# de onde fala



## Douro Interior

"de onde fala" es "de qué número llama" o "a qué número llama"


----------



## Vanda

Douro Interior said:


> "de onde fala" es "de qué número llama" o "a qué número llama"



Bienvenido Douro Interior, 

Normalmente é a pessoa que chama quem diz "de onde fala?", caso não tenha reconhecido a voz de quem atendeu o telefone, ou não tem certeza de ter discado o número certo, ou qualquer coisa parecida.


----------



## Katuka

Douro Interior said:


> "de onde fala" es "de qué número llama" o "a qué número llama"


 
¡Bienvenido al foro! 

"De onde fala" é literalmente "de dónde habla", dito por quem "atende" a ligação, porém é mais comum houvir "quem gostaria?".
No espanhol é usado mais "¿De dónde llama?".

Katty


----------



## Outsider

Só para confirmar...



Douro Interior said:


> "de onde fala" es "de qué número llama" o "a qué número llama"


----------



## olivinha

Vanda said:


> Bienvenido Douro Interior,
> 
> Normalmente é a pessoa que *chama* quem diz "de onde fala?", caso não tenha reconhecido a voz de quem atendeu o telefone, ou não tem certeza de ter discado o número certo, ou qualquer coisa parecida.


 
Yo estoy con la respuesta de Vanda: es la persona que llama (y *no* la que contesta el teléfono) quien pregunta _de onde fala?_, bueno por lo menos en Brasil, así que yo traduciría "¿a qué número llam*o*?".


----------



## Tomby

Olivinha, ou estou confuso ou devo discordar com você.
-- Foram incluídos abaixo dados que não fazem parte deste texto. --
Issue #130, opened 2020-07-02
spotlight search styles hides modal-backdrop and modal-headers


ttsvetko:
Please add `:host` in front of `::ng-deep` selector, otherwise it is applied globally.

https://github.com/vmware/vmware-cloud-director-ui-components/blob/master/projects/components/src/spotlight-search/spotlight-search.component.scss#L1

PR #131, opened 2020-07-02
Restrict the css only to the spotlight search component

irahov:
This is to address:
spotlight search styles hides modal-backdrop and modal-headers #130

Eu acho que uma pessoa que recebe o telefonema e quem diz "De onde fala?" A pessoa que discou pode responder "De Nova Iorque, sou o seu colega António". 
Não sei, talvez esteja errado ou a maneira de responder seja distinta em Portugal ou no Brasil. 
Um abraço!
TT.


----------



## Outsider

Ah, a Olivinha está certa! Embora não seja impossível quem atende a chamada perguntar "De onde fala?", geralmente é ao contrário, quem telefona é que faz esta pergunta, quando tem dúvida se ligou para o número certo.

O que quer dizer que nenhuma das traduções do Douro Interior serve, na maioria das vezes:

"de qué número llama" 
"a qué número llama"​Em casos excepcionais, a segunda tradução poderá ter sentido.


----------



## Katuka

Douro Interior said:


> "de onde fala" es "de qué número llama" o "a qué número llama"


 
Por lo que entiendo, la pregunta inicial es si a)"de onde fala" es equivalente a b)"de qué o a cuál número llama" en el español. 

Con base en eso, podemos decir que tanto el que llama como el que contesta puede hacer la pregunta A, sin embargo, solo el que contesta podría hacer la pregunta B ya que no es él quien está llamando. ¿me explico?

Con todo, pido disculpas porque aunque inicialmente manifesté mi parecer respecto a la pregunta medular, creo haberme desviado de ella con otra acotación.

Saludos,

Katty


----------



## Naticruz

Se o meu telefone toca:

*1* – Atendo e pergunto: «Está lá?»... «Quem fala?» o que equivale a perguntar «donde fala?» como diz TT.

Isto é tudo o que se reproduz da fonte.